The Belle Fourche Dam, also known as Orman Dam, is a dam on Owl Creek in Butte County, South Dakota, USA, approximately 8 miles east of Belle Fourche, South Dakota, along U.S. Route 212. Its construction created the Belle Fourche Reservoir, the Belle Fourche National Wildlife Refuge, and the Rocky Point Recreation Area.

The reservoir has approximately 8000 acres of water surface, 6700 acres of land, and 58 miles of shoreline. It is stocked with walleye, catfish, and white bass. Average depth is 25 feet, but it has areas as deep as 60 feet at full capacity. Common activities at BFR (Belle Fourche Reservoir)include boating, fishing, ice fishing, ice skating, camping, cooking out, water skiing, and fossil hunting.

Construction occurred in several stages between 1903 and 1907. The dam was the first project undertaken by the United States Bureau of Reclamation (USBR).

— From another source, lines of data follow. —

PR #36635, opened 2025-04-16
Feature/auto sync node scanner

Fildrance:
## About the PR

node scanner now shows data on-line (like health analyzer)

## Why / Balance

QOL for new xeno arch

## Technical details

as all of stuff is networked, checking data is done on client side in update loop, and only attachment to artifact is networked separately in this PR

## Media

https://github.com/user-attachments/assets/78769d21-8a6f-43cc-938e-97e09248e744

## Requirements

## Breaking changes

none

**Changelog**

:cl: Fildrance
- tweak: node scanner now dislplays live artifact info (while in range) after linking to artifact


Content.Client/Xenoarchaeology/Ui/NodeScannerDisplay.xaml.cs
```diff
@@ -30,30 +43,83 @@ public void SetOwner(EntityUid scannerEntityUid)
...
+            return;
+
+        _nextUpdate = _timing.CurTime + _updateFromAttachedFrequency;
+
+        if (!_ent.TryGetComponent(_owner, out NodeScannerComponent? scannerComponent))
+            return;
+        
+        EntityUid? attachedArtifactEnt;
+        if (scannerComponent.AttachedTo == null || (attachedArtifactEnt = _ent.GetEntity(scannerComponent.AttachedTo)) == null)
+        {
```
metalgearsloth, line 65: Doing the variable inline is some cursed shit just split it out on god.

Content.Shared/Xenoarchaeology/Equipment/Components/NodeScannerComponent.cs
```diff
@@ -1,38 +1,47 @@
...
+[Access(typeof(NodeScannerSystem))]
 public sealed partial class NodeScannerComponent : Component
 {
     /// <summary>
-    /// Identity-names (3-digit codes) of nodes that are triggered on scanned artifact.
+    /// Xeno artifact entity, to which scanner is attached currently.
     /// </summary>
     [DataField, AutoNetworkedField]
-    public HashSet<string> TriggeredNodesSnapshot = new();
+    public NetEntity? AttachedTo;
```
metalgearsloth, line 19: Why isn't it an entityuid?

Content.Shared/Xenoarchaeology/Equipment/NodeScannerSystem.cs
```diff
@@ -0,0 +1,107 @@
...
+                return;
+
+            var artifactCoordinates = Transform(attachedArtifact.Value).Coordinates;
+
+            if (!_transform.InRange(artifactCoordinates, transform.Coordinates, component.MaxLinkedRange))
+            {
+                //scanner is too far, disconnect
+                component.AttachedTo = null;
+                Dirty(uid, component);
+            }
```
metalgearsloth, line 50: 1. You slipped a return in there.
2. Just make an active comps so you're not iterating the dozens / hundreds of nodescanners when not necessary.

Content.Shared/Xenoarchaeology/Equipment/NodeScannerSystem.cs
```diff
@@ -0,0 +1,107 @@
...
+    )
+    {
+        if (!_timing.IsFirstTimePredicted)
+            return;
+
+        if (TryComp(device, out UseDelayComponent? useDelay)
+            && !_useDelay.TryResetDelay((device, useDelay), true))
+            return;
+
+        var artifactNetEntity = EntityManager.GetNetEntity(unlockingEnt.Owner);
```
metalgearsloth, line 98: As above don't store netentity also it doesn't even serialize so this will break persistence.

metalgearsloth (changes requested):

Content.Shared/Xenoarchaeology/Equipment/Components/NodeScannerComponent.cs
Fildrance: coz its networked for client?

Fildrance: okay i'll fix it, god some misconceptions from xeno code

Content.Client/Xenoarchaeology/Ui/NodeScannerDisplay.xaml.cs
Fildrance: its not cursed, its neat!  But harder to read then usual shit. kinda happy about change for EntityUid so now its not needed at all.
:mistake:

Content.Shared/Xenoarchaeology/Equipment/NodeScannerSystem.cs
Fildrance: fair. fixed.

Content.Shared/Xenoarchaeology/Equipment/NodeScannerSystem.cs
Fildrance: NetEntity is totally not needed so hurray!

Fildrance:
@metalgearsloth could u look at how i separated fields between device comp and active-marker-comp? i'm not too comfortable with that stuff, even tho i understand the concept and positive performance implications, it seems like it is not really ECS-ish (as now we have 2 components, but they are very tightly coupled).

PR #36641, opened 2025-04-16
Fixed stinger grenade lag spikes

TGRCdev:
## About the PR

This PR modifies projectile grenades to no longer pass themselves as the "gun" that shot their contents. This prevents stinger grenades from causing a lag spike due to excessive error logging due to the bullets referencing the deleted grenade as their "gun".

## Why / Balance

Lag is bad. Also this issue would crash the debug server.

## Technical details

`SharedGunSystem.ShootProjectile` was modified so that its `gunUid` parameter is now nullable, and is `null` by default. Projectile grenades now pass `null` as the `gunUid`, instead of the grenade entity.

## Requirements

## Breaking changes

**Changelog**

### DIFF
--- a/Content.Server/Explosion/EntitySystems/ProjectileGrenadeSystem.cs
+++ b/Content.Server/Explosion/EntitySystems/ProjectileGrenadeSystem.cs
@@ -77,7 +77,7 @@ public sealed class ProjectileGrenadeSystem : EntitySystem
             // slightly uneven, doesn't really change much, but it looks better
             var direction = angle.ToVec().Normalized();
             var velocity = _random.NextVector2(component.MinVelocity, component.MaxVelocity);
-            _gun.ShootProjectile(contentUid, direction, velocity, uid, null);
+            _gun.ShootProjectile(contentUid, direction, velocity, null, null);
         }
     }
 
--- a/Content.Server/Explosion/EntitySystems/ProjectileGrenadeSystem.cs
+++ b/Content.Server/Explosion/EntitySystems/ProjectileGrenadeSystem.cs
@@ -77,7 +77,7 @@ public sealed class ProjectileGrenadeSystem : EntitySystem
             // slightly uneven, doesn't really change much, but it looks better
             var direction = angle.ToVec().Normalized();
             var velocity = _random.NextVector2(component.MinVelocity, component.MaxVelocity);
-            _gun.ShootProjectile(contentUid, direction, velocity, null, null);
+            _gun.ShootProjectile(contentUid, direction, velocity);
         }
     }
 
--- a/Content.Server/Explosion/EntitySystems/ProjectileGrenadeSystem.cs
+++ b/Content.Server/Explosion/EntitySystems/ProjectileGrenadeSystem.cs
@@ -77,7 +77,7 @@ public sealed class ProjectileGrenadeSystem : EntitySystem
             // slightly uneven, doesn't really change much, but it looks better
             var direction = angle.ToVec().Normalized();
             var velocity = _random.NextVector2(component.MinVelocity, component.MaxVelocity);
-            _gun.ShootProjectile(contentUid, direction, velocity);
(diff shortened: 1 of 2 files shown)


Content.Shared/Weapons/Ranged/Systems/SharedGunSystem.cs
```diff
@@ -425,8 +425,11 @@ public void ShootProjectile(EntityUid uid, Vector2 direction, Vector2 gunVelocit
         Physics.SetLinearVelocity(uid, finalLinear, body: physics);
 
         var projectile = EnsureComp<ProjectileComponent>(uid);
-        Projectiles.SetShooter(uid, projectile, user ?? gunUid);
-        projectile.Weapon = gunUid;
+        if (!TerminatingOrDeleted(gunUid))
```
beck-thompson, line 428: So I did some testing, I don't think this `TerminatingOrDeleted` is necessary. From what I'm seeing, the server still errors out if you pass in the grenades UID (something that should definitely be deleting or something). I'd always assign this one (its nullable anyway so it doesn't matter) and for the bottom one just do a `shooter != null` check.

beck-thompson (changes requested):

Content.Server/Explosion/EntitySystems/ProjectileGrenadeSystem.cs
```diff
@@ -77,7 +77,7 @@ private void FragmentIntoProjectiles(EntityUid uid, ProjectileGrenadeComponent c
             // slightly uneven, doesn't really change much, but it looks better
             var direction = angle.ToVec().Normalized();
             var velocity = _random.NextVector2(component.MinVelocity, component.MaxVelocity);
-            _gun.ShootProjectile(contentUid, direction, velocity, uid, null);
+            _gun.ShootProjectile(contentUid, direction, velocity, null, null);
```
beck-thompson, line 80: Just remove the nulls

Content.Shared/Weapons/Ranged/Systems/SharedGunSystem.cs
```diff
@@ -425,8 +425,10 @@ public void ShootProjectile(EntityUid uid, Vector2 direction, Vector2 gunVelocit
         Physics.SetLinearVelocity(uid, finalLinear, body: physics);
 
         var projectile = EnsureComp<ProjectileComponent>(uid);
-        Projectiles.SetShooter(uid, projectile, user ?? gunUid);
         projectile.Weapon = gunUid;
+        var shooter = user ?? gunUid;
+        if (shooter != null)
+            Projectiles.SetShooter(uid, projectile, shooter!.Value);
```
beck-thompson, line 431: You don't need the `!` anymore because your checking for null!

beck-thompson (changes requested):
looks good just a few things

beck-thompson (approved):
looks good! Thanks for fixing this it was annoying me

Content.Shared/Weapons/Ranged/Systems/SharedGunSystem.cs
```diff
@@ -414,7 +414,7 @@ public abstract void Shoot(
         EntityUid? user = null,
         bool throwItems = false);
 
-    public void ShootProjectile(EntityUid uid, Vector2 direction, Vector2 gunVelocity, EntityUid gunUid, EntityUid? user = null, float speed = 20f)
+    public void ShootProjectile(EntityUid uid, Vector2 direction, Vector2 gunVelocity, EntityUid? gunUid = null, EntityUid? user = null, float speed = 20f)
     {
         var physics = EnsureComp<PhysicsComponent>(uid);
```
metalgearsloth, line 419: Is null gunuid even used anywhere.

TGRCdev: Should I remove the default argument and reintroduce the `null` in ProjectileGrenadeSystem?

MilonPL (approved):

PR #36645, opened 2025-04-17
Revert polymorphed entities before gibbing if revert on death.

SolStar2:
## About the PR
Revert polymorphed entities before gibbing if revert on death.

## Why / Balance
Gibbing should count as death and revert. Prevents brain and items like nuke disk from being lost in null space on the parent entity. Also allows polymorphs without damage transfer to be able to revert once gibbed.

## Technical details
made some small changes to the gib trigger moving acidify logic to gib system

## Media

image
image

## Requirements

## Breaking changes

**Changelog**

:cl: SolStar
- fix: Fixed an edge case where polymorphs would not revert if gibbed instantly.

### DIFF
--- a/Content.Server/Body/Systems/BodySystem.cs
+++ b/Content.Server/Body/Systems/BodySystem.cs
@@ -12,6 +12,8 @@ using Content.Shared.Movement.Systems;
 using Robust.Shared.Audio;
 using Robust.Shared.Timing;
 using System.Numerics;
+using Content.Server.Polymorph.Components;
+using Content.Server.Polymorph.Systems;
 
 namespace Content.Server.Body.Systems;
 
@@ -22,6 +24,7 @@ public sealed class BodySystem : SharedBodySystem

At its 1911 completion by the USBR, Belle Fourche Dam was the largest earthen dam in the world. The dam is listed on the National Register of Historic Places. In 1989, it was listed among the approximately 250 Historic Civil Engineering Landmarks.

The dam is described as "a homogeneous earthfill structure containing about 1,783,000 cuyd of material. It has a maximum base width of 650 feet, a structural height of 122 feet, and a hydraulic height of 97 feet. The crest of the dam at elevation 2989.75 feet has a length of 6,262 feet and a width of 19 feet."